### What you should do
Search the entries below for the word "sure" and copy each line that has it.
------ Recorded data ------
PR #1563, opened 2025-05-09
Clarify the conventions for rotations in left and right handed coordinate system

lukaspie:
There was a long-ish [discussion](https://github.com/nexusformat/definitions/pull/1415#discussion_r2075856637) in #1415 about which rotation convention to apply for left- and right-handed coordinate systems. Initially, it was agreed that if the `NXtransformation` depends on a coordinate system (i.e., its ``depends_on`` attribute points to an instance `NXcoordinate_system`), the rotation is **always** right handed in that coordinate system, even if the the coordinate system itself is left-handed (as defined by the determinant of its base vectors.

@PeterC-DLS suggested that this should not be the case. Rather, the rotation conventions **should** follow the handedness of the coordinate system because then the matrices don't have to be changed. So:

- Rotations in left-handed coordinate systems are left-handed (i.e., they follow the left-hand rule). In a left-handed coordinate system, positive rotation about an axis is clockwise when looking from the end of the positive axis in the direction of the origin (from infinity towards the origin).

- Rotations in right-handed coordinate systems are right-handed (i.e., the follow the right-hand rule). In a right-handed coordinate system, positive rotation about an axis is counter-clockwise when looking from the end of the positive axis in the direction of the origin (from infinity towards the origin).

Most importantly, the matrix transformation does not depend on handness and the same matrices can be used for left- and right-handed coordinate system (same Rodrigues' formula). Only the **interpretation** (“positive” direction of rotation) is different because the coordinate systems are mirror images! This will it also easier for most existing tools around ``NXtransformations``  to work with left-handed coordinate systems.

This is also the convention that most graphic packages and math/physics textbooks follow, from what I could gather.

I am not sure if a vote is needed for these documentation changes, but they should definitely be discussed.

### DIFF
--- a/base_classes/NXtransformations.nxdl.xml
+++ b/base_classes/NXtransformations.nxdl.xml
@@ -166,13 +166,13 @@
 				
 				* Rotations in left-handed coordinate systems are left-handed (i.e., they follow the 
 				  left-hand grip rule). In a left-handed coordinate system, positive rotation about an
-				  axis is counter-clockwise when looking from the origin in the direction of the 
-				  positive axis (from the origin towards infinity).
+				  axis is clockwise when looking from the from the end of the positive axis towards
+				  its origin (from infinity towards the origin).
 				
 				* Rotations in right-handed coordinate systems are right-handed (i.e., they follow the 
 				  right-hand grip rule). In a right-handed coordinate system, positive rotation about an
-				  axis is clockwise when looking from the origin in the direction of the 
-				  positive axis (from the origin towards infinity).
+				  axis is counter-clockwise when looking from the from the end of the positive axis towards
+				  its origin (from infinity towards the origin).
 
 				Note that by using this convention, the transformation matrices in both left- and
 				right-handed coordinate systems are the same.
--- a/base_classes/NXtransformations.nxdl.xml
+++ b/base_classes/NXtransformations.nxdl.xml
@@ -156,9 +156,11 @@
 				increasing displacement. For general axes, an appropriate direction
 				should be chosen.
 
-				Note that if the ``NXtransformation`` depends on a coordinate system
-				(i.e., its ``depends_on`` attribute points to an instance :ref:`NXcoordinate_system`),
-				for ``rotation`` axes, the rotation convention is the same as the handedness
+				By default, for ``rotation`` axes that do not explicitly depend on a coordinate system,
+				the direction should be chosen for a right-handed rotation with increasing angle.
+				If the ``NXtransformation`` depends on a coordinate system (i.e., its ``depends_on`` 
+				attribute (or a ``depends_on`` further up the transformation chain) points to an instance
+				:ref:`NXcoordinate_system`), the rotation convention is the same as the handedness
 				of the coordinate system (as defined by the determinant of its base vectors):
 				
 				* Rotations in left-handed coordinate systems are left-handed (i.e., they follow the 
@@ -173,9 +175,6 @@
 
 				Note that by using this convention, the transformation matrices in both left- and
 				right-handed coordinate systems are the same.
-
-				By default, ``rotation`` axes that do not explicitly depend on a coordinate system,
-				the direction should be chosen for a right-handed rotation with increasing angle.
 			</doc>
 			<dimensions rank="1">
 				<dim index="1" value="3" />
--- a/base_classes/NXtransformations.nxdl.xml
+++ b/base_classes/NXtransformations.nxdl.xml
@@ -163,12 +163,12 @@
 				
 				* Rotations in left-handed coordinate systems are left-handed (i.e., they follow the 
 				  left-hand grip rule). In a left-handed coordinate system, positive rotation about an
-				  axis is clockwise when looking from the origin in the direction of the 
+				  axis is counter-clockwise when looking from the origin in the direction of the 
 				  positive axis (from the origin towards infinity).
 				
 				* Rotations in right-handed coordinate systems are right-handed (i.e., they follow the 
 				  right-hand grip rule). In a right-handed coordinate system, positive rotation about an
-				  axis is counter-clockwise when looking from the origin in the direction of the 
+				  axis is clockwise when looking from the origin in the direction of the 
 				  positive axis (from the origin towards infinity).
 
 				Note that by using this convention, the transformation matrices in both left- and
--- a/base_classes/NXtransformations.nxdl.xml
+++ b/base_classes/NXtransformations.nxdl.xml
@@ -157,7 +157,8 @@
 				should be chosen.
 
 				By default, for ``rotation`` axes that do not explicitly depend on a coordinate system,
-				the direction should be chosen for a right-handed rotation with increasing angle.
+				the direction should be chosen for a right-handed rotation with increasing angle. Note,
+				McStas is a right handed coordinate system.
 
 				If the ``NXtransformation`` depends on a coordinate system (i.e., its ``depends_on`` 
 				attribute (or a ``depends_on`` further up the transformation chain) points to an instance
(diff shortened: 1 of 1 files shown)


PeterC-DLS:
I think your comment has the clockwise/anticlockwise mixed up for when viewing from the origin: RH CS has positive as clockwise and LH has that as anticlockwise.

base_classes/NXtransformations.nxdl.xml
```diff
@@ -151,16 +151,31 @@
...
 				Note that if the ``NXtransformation`` depends on a coordinate system
 				(i.e., its ``depends_on`` attribute points to an instance :ref:`NXcoordinate_system`),
-				the rotation is right handed in that coordinate system, even if the the coordinate system
-				itself is left-handed (as defined by the determinant of its base vectors).
+				for ``rotation`` axes, the rotation convention is the same as the handedness
+				of the coordinate system (as defined by the determinant of its base vectors):
+				
+				* Rotations in left-handed coordinate systems are left-handed (i.e., they follow the 
+				  left-hand rule). In a left-handed coordinate system, positive rotation about an
+				  axis is clockwise when looking from the origin in the direction of the
```
PeterC-DLS, line 166:
```suggestion
				  axis is anticlockwise when looking from the origin in the direction of the 
```

base_classes/NXtransformations.nxdl.xml
```diff
@@ -151,16 +151,31 @@
...
+				of the coordinate system (as defined by the determinant of its base vectors):
+				
+				* Rotations in left-handed coordinate systems are left-handed (i.e., they follow the 
+				  left-hand rule). In a left-handed coordinate system, positive rotation about an
+				  axis is clockwise when looking from the origin in the direction of the 
+				  positive axis (from the origin towards infinity).
+				
+				* Rotations in right-handed coordinate systems are right-handed (i.e., they follow the 
+				  right-hand rule). In a right-handed coordinate system, positive rotation about an
+				  axis is counter-clockwise when looking from the origin in the direction of the
```
PeterC-DLS, line 171:
```suggestion
				  axis is clockwise when looking from the origin in the direction of the 
```

base_classes/NXtransformations.nxdl.xml
```diff
@@ -151,16 +151,31 @@
...
 
 				Note that if the ``NXtransformation`` depends on a coordinate system
 				(i.e., its ``depends_on`` attribute points to an instance :ref:`NXcoordinate_system`),
-				the rotation is right handed in that coordinate system, even if the the coordinate system
-				itself is left-handed (as defined by the determinant of its base vectors).
+				for ``rotation`` axes, the rotation convention is the same as the handedness
+				of the coordinate system (as defined by the determinant of its base vectors):
+				
+				* Rotations in left-handed coordinate systems are left-handed (i.e., they follow the 
+				  left-hand rule). In a left-handed coordinate system, positive rotation about an
```
PeterC-DLS, line 165:
```suggestion
				  left-hand grip rule). In a left-handed coordinate system, positive rotation about an
```

base_classes/NXtransformations.nxdl.xml
```diff
@@ -151,16 +151,31 @@
...
+				  axis is clockwise when looking from the origin in the direction of the 
+				  positive axis (from the origin towards infinity).
+				
+				* Rotations in right-handed coordinate systems are right-handed (i.e., they follow the 
+				  right-hand rule). In a right-handed coordinate system, positive rotation about an
```
PeterC-DLS, line 170:
```suggestion
				  right-hand grip rule). In a right-handed coordinate system, positive rotation about an
```

lukaspie:
> I think your comment has the clockwise/anticlockwise mixed up for when viewing from the origin: RH CS has positive as clockwise and LH has that as anticlockwise.

Are you sure? https://en.wikipedia.org/wiki/Right-hand_rule#Coordinates says that for right-handed systems, positive == counter-clockwise when looking along an axis in the positive direction

lukaspie:
@PeterC-DLS thanks for the suggestions, I thinkt this is much cleaner now.

I also double-checked the additional documentation around transformations (specifically [here](https://manual.nexusformat.org/design.html#coordinate-transformations)), I don't think that there is anything there that is in contrast to the rotation conventions we define here.

base_classes/NXtransformations.nxdl.xml
```diff
@@ -151,16 +151,31 @@
...
 				For ``translation`` axes the direction should be chosen for
 				increasing displacement. For general axes, an appropriate direction
 				should be chosen.
 
-				Note that if the ``NXtransformation`` depends on a coordinate system
-				(i.e., its ``depends_on`` attribute points to an instance :ref:`NXcoordinate_system`),
-				the rotation is right handed in that coordinate system, even if the the coordinate system
-				itself is left-handed (as defined by the determinant of its base vectors).
+				By default, for ``rotation`` axes that do not explicitly depend on a coordinate system,
+				the direction should be chosen for a right-handed rotation with increasing angle.
```
PeterC-DLS, line 160: You could add that "(as McStas is right handed)"

base_classes/NXtransformations.nxdl.xml
```diff
@@ -151,16 +151,31 @@
...
+
+				If the ``NXtransformation`` depends on a coordinate system (i.e., its ``depends_on`` 
+				attribute (or a ``depends_on`` further up the transformation chain) points to an instance
+				:ref:`NXcoordinate_system`), the rotation convention is the same as the handedness
+				of the coordinate system (as defined by the determinant of its base vectors):
+				
+				* Rotations in left-handed coordinate systems are left-handed (i.e., they follow the 
+				  left-hand grip rule). In a left-handed coordinate system, positive rotation about an
+				  axis is clockwise when looking from the from the end of the positive axis towards
```
PeterC-DLS, line 169:
```suggestion
				  axis is clockwise when looking from a point on the positive axis towards
```
also below for the right hand case

lukaspie: Changed

base_classes/NXtransformations.nxdl.xml
lukaspie: But if the ``rotation`` axes that does not explicitly depend on a coordinate system (so also not on McStas), we want it to be right-handed anyway, right? This is why I didn't include any reference to McStas here intentionally.

PeterC-DLS: I mean it as a note that McStas is right handed. Perhaps change to "explicitly depend on a given coordinate system ... Note, McStas is a right handed coordinate system."

base_classes/NXtransformations.nxdl.xml
```diff
@@ -151,16 +151,31 @@
...
-				Note that if the ``NXtransformation`` depends on a coordinate system
-				(i.e., its ``depends_on`` attribute points to an instance :ref:`NXcoordinate_system`),
-				the rotation is right handed in that coordinate system, even if the the coordinate system
-				itself is left-handed (as defined by the determinant of its base vectors).
+				By default, for ``rotation`` axes that do not explicitly depend on a coordinate system,
+				the direction should be chosen for a right-handed rotation with increasing angle.
+
+				If the ``NXtransformation`` depends on a coordinate system (i.e., its ``depends_on`` 
+				attribute (or a ``depends_on`` further up the transformation chain) points to an instance
+				:ref:`NXcoordinate_system`), the rotation convention is the same as the handedness
```
PeterC-DLS, line 164:
```suggestion
				of :ref:`NXcoordinate_system`), the rotation convention is the same as the handedness
```

base_classes/NXtransformations.nxdl.xml
lukaspie: Ok, sounds good, I added that.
------
### Result of this exercise
I am not sure if a vote is needed for these documentation changes, but they should definitely be discussed.
Are you sure? https://en.wikipedia.org/wiki/Right-hand_rule#Coordinates says that for right-handed systems, positive == counter-clockwise when looking along an axis in the positive direction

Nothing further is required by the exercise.